Erfahrungsberichte aus den Mittelschulen

Erfahrungsbericht KS Seetal

ein Weg in die Jazzschule?

    Die eigentliche Motivation mich an der KS Seetal für die FMS (Fachmittelschule) einzuschreiben lag zu dieser Zeit in dem unbändigen Wunsch begründet, mir damit einen Weg in die Jazzschule zu ebnen. Musik als Geburtshelfer eines philosophischen Interesses? Wie originell. Im Nachhinein betrachtet jedoch eine der folgenreichsten, und inzwischen bin ich mir da ziemlich sicher, besten Entscheidungen meines Lebens.

    Obwohl sich mein kreativer Eifer zu Beginn ganz dem Studium meiner jeweiligen musikalischen Fähigkeiten verschrieb, wurde mir schnell klar, dass da noch ein zumindest gleich grosses Interesse anderer Art unter der Oberfläche schlummerte. Eigentlich war die KS Seetal auch nicht der erste Berührungspunkt mit der Philosophie, jedoch war mein pubertäres Ich nicht so einfach von altdeutschen und doch eher sperrig verfassten Argumenten zu begeistern. Trotz einer Leidenschaft für Sprache und Literatur bewegte mich zu dieser Zeit die Lektüre eines Kant oder Leibniz nicht sonderlich. Warum sollte ich mich durch ganzseitige Monstersätze quälen, wenn sich der kategorische Imperativ so einfach als Konzept ausdrücken lässt? Waren diese Personen nicht einfach etwas blasiert?

    Wer sähe sich denn nicht gezwungen, seine Intellektualität immerwährend auf der Zunge zu tragen, wenn man schon zu Lebzeiten - wie Leibniz etwa - zum Universalgenie gekrönt wurde?

    Ja, so einfach war die Welt des jungen Patricks: Alle sind eitel, und die mit grossem Erfolg umso mehr. Eine Position, welche ich heute noch bis zu einem gewissen Grad, aber wesentlich differenzierter, verteidigen würde. Denn wie eitel war nur schon meine Annahme, Kant in wenigen Sätzen zusammengefasst zu wissen?

    Wo war nun also dieses „schlummernde Interesse“, von welchem zu Beginn dieses Berichts die Rede war?

    Dieses wurde erweckt durch keinen geringeren als Albert Camus. Im zweiten Jahr der FMS waren plötzlich Begriffe wie „das Absurde“, „das Scheitern“ oder „die Revolte“ Gegenstände des Philosophieunterrichts, und der junge Patrick war begeistert. Schnell war der gesamte Syllabus gelesen, unzählige Zigaretten dazu stilecht geraucht und es wurde rege diskutiert. Keine andere Denkrichtung der Philosophie wirkte auf mich zurzeit moderner, zugänglicher und so nah am Leben. Offensichtlich kam es für mich auch auf die Form, das Ästhetische in der Art und Weise wie Philosophie betrieben werden kann, darauf an. Hätte ich gewusst, dass diese Verbindung aus literarischem Feingefühl mit philosophischen Theorien existiert, wäre mein Einstieg in die Philosophie schon viel früher passiert.

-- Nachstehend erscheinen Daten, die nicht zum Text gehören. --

PR #1383, opened 2026-07-31
fix(runtime): Buffer unmount and mount actions within a commit

bc-drew-cutchins:
This PR contains a potential fix for the flicker in the elements panel occurring whenever an element is moved.

## Behavior
Note below how the Lime element label in the panel appears, disappears, then reappears at its new position after being dragged.

https://github.com/user-attachments/assets/74e13d6a-699d-47e7-a2cd-322392de7ad2

Note that the CPU is throttled with a 4x slowdown to make the flicker obvious in the above video.

## Root Cause
The element tree updates optimistically when you drop, so getElementChildren in the builder reflects the new position instantly.

However, the appearance of these elements in the elements panel is controlled by a map tracking which elements are actually rendered in the DOM. This is updated in response to the iframe sending mount and unmount actions to the builder, [triggered by react effects in the mounted/unmounted elements](https://github.com/makeswift/makeswift/blob/2532e7af97d0cce22c7082521ff44909cc1905f6/packages/runtime/src/runtimes/react/components/ElementRegistration.tsx#L72).

After dropping, the following sequence occurs:
1. The element label appears at the new position after the element tree is updated, while its mount flag from before the move is still true.
2. The element label disappears as the element is unmounted from its old position in the DOM, causing the react cleanup effect to run, triggering an UNMOUNT_COMPONENT event. This removes the element from the mounted element set in the builder, causing the element to be filtered from the panel.
3. The element reappears as the element is mounted at its new position, causing the react render effect to run, triggering a MOUNT_COMPONENT event. This re-adds the element to the mounted element set in the builder, causing the element to appear in the panel again.

## Solution
This PR implements a `BuilderMountChangeActionBuffer`, that queues a batch of MOUNT and UNMOUNT actions from a single react commit and removes pairs of these events before sending the actions to the builder. This ensures that whenever a component is mounted and unmounted within the same commit, the builder will not receive MOUNT and UNMOUNT events that result in no net state change.

See below how the elements panel is stable after moving the element in the canvas.

https://github.com/user-attachments/assets/57ab22c4-0211-4865-b53a-b397dc64222b

## Limitations
The main purpose of this PR is to prove the root cause of this bug, but I'm not sure if this solution should actually be used as it comes with a few drawbacks:
1. Given this fix is implemented in the runtime, it will not address the bug in older versions of the runtime. A fix in the builder would instead give all users a fix without requiring a runtime upgrade. At this time though, I cannot figure out how this might be addressed in the builder without some sort of temporal batching of MOUNT/UNMOUNT events that would cause a lag in processing non paired mount changes.
2. MOUNT/UNMOUNT pairs from a move operation can only be correlated if their actions are dispatched within the same commit. Any deferred rendering caused by Suspense boundaries or transitions would cause the actions to be emitted during separate commits. I believe this could happen with a custom component that wraps its children inside a `<Suspense>`.
3. This potentially breaks the semantics of MOUNT/UNMOUNT events, as we can no longer depend on them to be fired whenever an element is mounted in a new location. The existing logic in the builder does not use these events for any sort of logic relative to the elements position in the element tree, but this could be a potential footgun in the future.


packages/runtime/src/runtimes/react/components/RuntimeProvider.tsx
```diff
@@ -36,6 +37,13 @@ export function RuntimeProvider({
     return () => runtime.releaseStore({ siteVersion, locale }, store)
   }, [runtime, siteVersion, locale, store])
 
+  // Flushing after every commit ensures mount/unmount actions dispatched by effects
+  // within this commit are processed together.
+  // See BuilderMountChangeActionBuffer for more context.
+  useEffect(() => {
+    store.dispatch(flushMountChangeActions())
+  })
```
agurtovoy: Directionally, I like the idea of cancelling out matching mount/unmount pairs as they are effectively noise and carry no useful information for the builder. That said, flushing on a parent's commit does not cover every situation that can lead to a component mount, such as an update triggered by a click or `setTimeout` in a deeper ancestor component. This may work accidentally due to unrelated actions being dispatched and triggering `RuntimeProvider` rerendering, but it's not something we want to rely on.

IMHO this is the main issue we need to figure out before we can proceed with this approach.

packages/runtime/src/state/middleware/read-write/builder-api/index.ts
```diff
@@ -11,19 +11,30 @@ import { HostActionTypes } from '../../../host-api'
...
   return actionMiddleware(({ dispatch }) => next => {
     if (typeof window === 'undefined') return (action: Action) => next(action)
 
     let cleanUp = () => {}
     return (action: Action) => {
       switch (action.type) {
-        case BuilderActionTypes.CHANGE_ELEMENT_BOX_MODELS:
         case BuilderActionTypes.MOUNT_COMPONENT:
         case BuilderActionTypes.UNMOUNT_COMPONENT:
+          mountChangeBuffer.enqueue(action)
```
agurtovoy: What if we flushed in a [microtask](https://developer.mozilla.org/en-US/docs/Web/API/HTML_DOM_API/Microtask_guide) that we scheduled on `MOUNT_COMPONENT`?

packages/runtime/src/state/middleware/read-write/builder-api/builder-mount-change-action-buffer.ts
```diff
@@ -0,0 +1,93 @@
...
+}
+
+/**
+ * Removes pairs of MOUNT_COMPONENT and UNMOUNT_COMPONENT actions from a batch of MountChangeActions.
+ */
+function removeMountUnmountPairs(batch: MountChangeAction[]): MountChangeAction[] {
+  // A positive number of mountsPerElement[key] indicates a net amount of MOUNT_COMPONENTs
+  // A negative number of mountsPerElement[key] indicates a net amount of UNMOUNT_COMPONENTs
+  const mountsPerElement = batch.reduce((mounts, action) => {
+    if (action.type == BuilderActionTypes.MOUNT_COMPONENT) {
```
agurtovoy: Nit: we use `===` for everything but `null` comparisons; should probably have a lint rule for this.

packages/runtime/src/state/middleware/read-write/builder-api/builder-mount-change-action-buffer.ts
```diff
@@ -0,0 +1,93 @@
...
+  return `${a.payload.documentKey}:${a.payload.elementKey}`
+}
+
+/**
+ * Removes pairs of MOUNT_COMPONENT and UNMOUNT_COMPONENT actions from a batch of MountChangeActions.
+ */
+function removeMountUnmountPairs(batch: MountChangeAction[]): MountChangeAction[] {
+  // A positive number of mountsPerElement[key] indicates a net amount of MOUNT_COMPONENTs
+  // A negative number of mountsPerElement[key] indicates a net amount of UNMOUNT_COMPONENTs
+  const mountsPerElement = batch.reduce((mounts, action) => {
```
agurtovoy: Use of `reduce` here is IMHO misleading: it suggests an accumulated result, but the callback mutates and returns the same `Map` on every iteration. `forEach` would express what's actually happening here more accurately.

agurtovoy: Maybe something like this?

```ts
const mountsPerElement = new Map<string, number>()
batch.forEach(action => {
  const actionKey = key(action)
  const current = mountsPerElement.get(actionKey) ?? 0
  mountsPerElement.set(
    actionKey,
    action.type === BuilderActionTypes.MOUNT_COMPONENT ? current + 1 : current - 1,
  )
})
```

packages/runtime/src/state/middleware/read-write/builder-api/mount-change-action-buffer.ts
```diff
@@ -0,0 +1,93 @@
...
+
+    if (action.type == BuilderActionTypes.UNMOUNT_COMPONENT && mountsRemaining < 0) {
+      coalescedBatch.push(action)
+      mountsPerElement.set(key(action), mountsRemaining + 1)
+      continue
+    }
+  }
+
+  return coalescedBatch
+}
```
agurtovoy, line 87: After looking at this part, I'd rewrite the whole thing as this:

```ts
  const mountsPerElement = new Map<
    string,
    { count: number; payload: MountChangeAction['payload'] }
  >()

  batch.forEach(action => {
    const actionKey = key(action)
    const currentCount = mountsPerElement.get(actionKey)?.count ?? 0
    mountsPerElement.set(actionKey, {
      count:
        action.type === BuilderActionTypes.MOUNT_COMPONENT ? currentCount + 1 : currentCount - 1,
      payload: action.payload,
    })
  })

  return [...mountsPerElement.values()]
    .filter(({ count }) => count != 0)
    .map(({ count, payload }) => ({
      type: count > 0 ? BuilderActionTypes.MOUNT_COMPONENT : BuilderActionTypes.UNMOUNT_COMPONENT,
      payload,
    }))
```

We're basing this whole approach on the idea that extra mount/unmount events carry no useful information for the builder, so there is no reason to replay more than one unmatched event per element.

packages/runtime/src/state/middleware/read-write/builder-api/builder-mount-change-action-buffer.ts
bc-drew-cutchins: Ah, fixed!

packages/runtime/src/state/middleware/read-write/builder-api/builder-mount-change-action-buffer.ts
bc-drew-cutchins: Interesting, I was under the impression that this was an idiomatic use of `reduce` since this is an accumulated result (right?)  and simply viewed the mutation/return of the map as an optimization over creating a copy of the map.

I'm happy to defer to your judgement here, updated.

packages/runtime/src/state/middleware/read-write/builder-api/mount-change-action-buffer.ts
bc-drew-cutchins: Ah yep that's fair, fixed!

packages/runtime/src/runtimes/react/components/RuntimeProvider.tsx
bc-drew-cutchins: Ah right, not sure how I missed this 🤦. I actually used queueMicrotask in my first pass at this and then went with the top level useEffect thinking it was sufficient. 

Refactored to use `queueMicrotask` and confirmed it also fixes the issue!

packages/runtime/src/state/middleware/read-write/builder-api/index.ts
bc-drew-cutchins: Updated.

packages/runtime/src/state/middleware/read-write/builder-api/builder-mount-change-action-buffer.ts
agurtovoy: > Interesting, I was under the impression that this was an idiomatic use of reduce since this is an accumulated result (right?) and simply viewed the mutation/return of the map as an optimization over creating a copy of the map.

People definitely do that, but I personally don't consider it to be idiomatic; for me, `reduce` is first and foremost a functional algorithm, and the mix of `mounts.set` calls with `return mounts` at the end of the callback triggers me, haha. If I modify state in place, I'd rather be explicit about it and use a `forEach` or a plain loop.

packages/runtime/src/state/middleware/read-write/builder-api/mount-change-action-buffer.ts
```diff
@@ -0,0 +1,93 @@
...
+  return `${a.payload.documentKey}:${a.payload.elementKey}`
+}
+
+/**
+ * Coalesces a batch of MountChangeActions into an array of either 0 or 1 MountChangeActions corresponding
+ * to the net result of the batch.
+ *
+ * Removes pairs of MOUNT_COMPONENT and UNMOUNT_COMPONENT actions, if there are actions leftover it returns a single
+ * action corresponding to the leftover type.
+ */
```
agurtovoy, line 64: I'd shorten the comment to just the last sentence; it explains what this function does perfectly.

packages/runtime/src/state/middleware/read-write/builder-api/builder-mount-change-action-buffer.ts
```diff
@@ -0,0 +1,93 @@
...
+ *
+ * Note that it is safe to remove these actions pairs as these actions do not communicate
+ * the location of a component's mount but simply whether it is currently mounted.
+ */
+export class BuilderMountChangeActionBuffer {
+  private readonly builderProxy: BuilderAPIProxy
+  private scheduledActions: MountChangeAction[]
+  private flushScheduled: boolean
+
+  constructor(builderProxy: BuilderAPIProxy) {
```
agurtovoy: I'd decouple this class from knowing about `BuilderAPIProxy` and just accept an `execute` callback:

```ts
  constructor(private readonly execute: (action: MountChangeAction) => void) {
    this.queuedActions = []
  }

```

packages/runtime/src/state/middleware/read-write/builder-api/builder-mount-change-action-buffer.ts
```diff
@@ -0,0 +1,93 @@
...
+ *
+ * Without this buffer, moved elements will result in separate UNMOUNT and MOUNT
+ * actions being sent to the builder at the time of the elements unmount at its original
+ * location and remount at its new location. This causes a flicker in the builder as
+ * the element is considered unmounted in the time between its UNMOUNT and MOUNT actions.
+ *
+ * Note that it is safe to remove these actions pairs as these actions do not communicate
+ * the location of a component's mount but simply whether it is currently mounted.
+ */
+export class BuilderMountChangeActionBuffer {
```
agurtovoy: Related to the comment below, I'd drop `Builder` from the name here, and rename the file correspondingly. This file already lives under `builder-api`, and we try to balance the length and explicitness of the name with the context of the file location.

packages/runtime/src/state/middleware/read-write/builder-api/index.ts
```diff
@@ -11,19 +11,25 @@ import { HostActionTypes } from '../../../host-api'
...
   return actionMiddleware(({ dispatch }) => next => {
     if (typeof window === 'undefined') return (action: Action) => next(action)
 
     let cleanUp = () => {}
     return (action: Action) => {
       switch (action.type) {
-        case BuilderActionTypes.CHANGE_ELEMENT_BOX_MODELS:
         case BuilderActionTypes.MOUNT_COMPONENT:
         case BuilderActionTypes.UNMOUNT_COMPONENT:
+          mountChangeBuffer.schedule(action)
```
agurtovoy, line 29: We should add a test either for (this aspect of) the middleware or the buffer itself.

packages/runtime/src/state/middleware/read-write/builder-api/mount-change-action-buffer.ts
bc-drew-cutchins: Done!

packages/runtime/src/state/middleware/read-write/builder-api/builder-mount-change-action-buffer.ts
bc-drew-cutchins: Good call, done.

packages/runtime/src/state/middleware/read-write/builder-api/builder-mount-change-action-buffer.ts
bc-drew-cutchins: That's fair, done!

packages/runtime/src/state/middleware/read-write/builder-api/index.ts
bc-drew-cutchins: Added

packages/runtime/src/state/middleware/read-write/builder-api/__tests__/index.test.ts
agurtovoy, line 1: I'd rename the original file to `middleware.ts` and have `index.ts` re-export from it, and rename the test to `middleware.test.ts`.

packages/runtime/src/state/middleware/read-write/builder-api/__tests__/mount-change-action-buffer.test.ts
```diff
@@ -0,0 +1,42 @@
...
+    ]
+
+    actions.forEach(action => buffer.schedule(action))
+
+    await Promise.resolve()
+
+    expect(mockExecute).toHaveBeenCalledTimes(2)
+    expect(mockExecute).toHaveBeenCalledWith(mountComponent('a', '1'))
+    expect(mockExecute).toHaveBeenCalledWith(mountComponent('a', '2'))
+  })
```
agurtovoy, line 41: I'd add a test that asserts the fact that we don't call `execute` if the buffer contains only the matching pairs of mount/unmount events.

agurtovoy (dismissed):
Looks good overall, just a couple of minor comments on tests.

packages/runtime/src/state/middleware/read-write/builder-api/__tests__/middleware.test.ts
bc-drew-cutchins: Done

packages/runtime/src/state/middleware/read-write/builder-api/__tests__/mount-change-action-buffer.test.ts
bc-drew-cutchins: Added

agurtovoy (approved):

    Natürlich liesse sich nun sagen, dass die Existenzphilosophie theoretisch auf äusserst wackeligen Beinen steht und heutzutage selten noch ernsthaft diskutiert wird, jedoch war sie für mich der Türöffner in die Disziplin als Ganzes. Und nach Jahren des Studiums lesen sich nun auch die sperrigsten Texte zwar nicht angenehmer, aber der Wille zum Verstehen ist mit jedem Jahr grösser gewachsen, als die ästhetische Abneigung, welche mich ursprünglich davon abhielt weiterzulesen.

    Somit lässt sich abschliessend sagen, dass die Zeit der an der KS Seetal für mich nicht nur formativ war, weil ich den Grossteil meiner Pubertät dort zubrachte, sondern weil sie in mir ein nachhaltiges philosophisches Interesse geweckt hat.